Mercado futuro ajuda a cobrir investimento
Em 2017, o agricultor teve rendimento de 185 sacas por hectare, contra média estadual de 81,5 sacas por hectare. Para cobrir custos, vendeu no mercado futuro o equivalente a 100 sacas por hectare, fixando em R$ 36,50 a saca.
– Ano passado estava em torno de R$ 25 a saca de milho. Normalmente, com 80 sacas consigo pagar meu custo e me sobra de 90 a 100 por hectare. Acho que o preço do milho vai subir. Estão falando em escassez – diz Chiapinotto.
Devido ao microclima local, é possível semear bem cedo. Chiapinotto plantou em junho. Em dezembro, quando a região costuma ter os chamados veranicos, períodos mais secos que afetariam a produtividade da lavoura se as plantas estivessem em estágio anterior, pretende estar colhendo.

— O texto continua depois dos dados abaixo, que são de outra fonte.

PR #1559, opened 2026-08-20
drivers/libblockfs: Use metadata cache for all ext2 meta data

avdgrinten:
Convert the inode and block bitmaps and the inode table to `MetadataCache`. Make `MetadataCache` I/O concurrent.


avdgrinten:
Merging this because its mostly code removal and trivial refactoring.

PR #1564, opened 2026-08-22
rust: Add rust port of libarch

avdgrinten:
This allows declaring a register like this:
```rs
bit_register! {
    BridgeCtl @ 0x04: u32 {
        RESET @ 0, 1: bool;
        SW_INIT @ 1, 1: bool;
        MAX_BURST_SIZE @ 20, 2: u8;
    }
}
```
while accessing it as:
```rs
let value = unsafe { space.load(BridgeCtl) }
    .with(BridgeCtl::MAX_BURST_SIZE, 1)
    .with(BridgeCtl::SW_INIT, false);
unsafe { space.store(BridgeCtl, value) };
```


rust/arch/src/bits.rs
```diff
@@ -0,0 +1,123 @@
...
+///
+/// Unlike a scalar register's value, a bit value is opaque: it is addressed through the fields of
+/// the register instead of through arithmetic.
+#[derive(Clone, Copy)]
+pub struct BitValue<R: Register> {
+    bits: R::Bits,
+}
+
+impl<R: Register> BitValue<R> {
+    pub fn new(bits: R::Bits) -> BitValue<R> {
```
marv7000, line 26: Many functions here could be made `const fn`

PR #258, opened 2020-09-15
Use absolute path for opengraph links.

beshaya:
Looks like %PUBLIC_URL% does not resolve during compilation as I thought it would.


beshaya:
Now it works!

image

catherio (approved):
LGTM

O gerente regional adjunto da Emater em Santa Rosa, José Vanderlei Waschburger, diz que, na região, a área de milho cultivada neste ano será de 136 mil hectares, 4% acima do ano passado. Quase todas as lavouras já estão implantadas. Com isso, a colheita ainda no final do ano permite que as mesmas áreas recebam soja.
– Até aqui, o desenvolvimento vegetativo das lavouras está muito bom. Esperamos produtividade média na região de 118 sacas por hectare, 12% acima da safra anterior – revela o técnico.
Segundo Waschburger, os produtores estão investindo mais em tecnologia. Avalia que, embora o custo tenha aumentado entre 20% e 30%, percentualmente os preços do milho subiram bem mais, de cerca de R$ 22, há 12 meses, para R$ 36 agora.
Custo alto e incerteza no transporte
Mesmo que o preço atual seja um incentivo a incrementar a área, o horizonte não é claro. Um dos problemas é o custo dos insumos, como fertilizantes e defensivos, que oscilam ao sabor do dólar. Hoje, a cotação da moeda norte-americana está próxima a R$ 4, um ano atrás girava em torno de R$ 3. Outra incerteza é a tabela do frete, embora a venda para consumidores de pequenas distâncias tenha impacto menor.
– Ainda não sabemos como estará o mercado quando o produtor entregar o produto. Se o dólar passou de R$ 4, dependendo do presidente pode voltar a R$ 3,50. Por isso, muitos estão travando o preço de parte da safra – diz o presidente da Apromilho no Estado, Ricardo Meneghetti.
Ele lembra que a tonelada de adubos, como o fosfato diamônico, que estava em torno de R$ 1,5 mil antes da greve dos caminhoneiros. Hoje, custa até R$ 2,2 mil. Agora, a tabela no frete causa insegurança.
– É o único elo da cadeia que não é definido pelo livre mercado. Isso causa certo nervosismo – aponta o dirigente.
O analista de mercado Adriano Gomes, da AgRural, ressalta que o lucro da safra dependerá do mercado e do clima, mas é possível minimizar altas de custos aproveitando os bons preços atuais.
O assistente técnico estadual da Emater Alencar Ruggeri entende que boa parte do resultado depende de quando os produtores adquiriram os defensivos e fertilizantes. Quem comprou antes da disparada do dólar, avalia, tem boas chances de conseguir remuneração satisfatória devido à perspectiva de preço firme do grão.
O produtor Aires Antonio Basso, 42 anos, de Frederico Westphalen, no Norte, aproveitou a alta na cotação. Ele vendeu parte da produção esperada no mercado futuro. Por enquanto, cerca de 20%, a preços de até R$ 37.
– Minha intenção é travar até 60% para garantir (a rentabilidade), principalmente devido ao aumento dos custos. Um preço abaixo de R$ 30 seria inviável – detalha Basso.
O agricultor manteve a área cultivada com milho este ano, apesar dos custos. A lavoura de 59 hectares ficou cerca de 35% mais caro, calcula Basso. O incentivo veio do preço. Ele lembra que, um ano atrás, o preço da saca do cereal era negociado a R$ 28, R$ 29.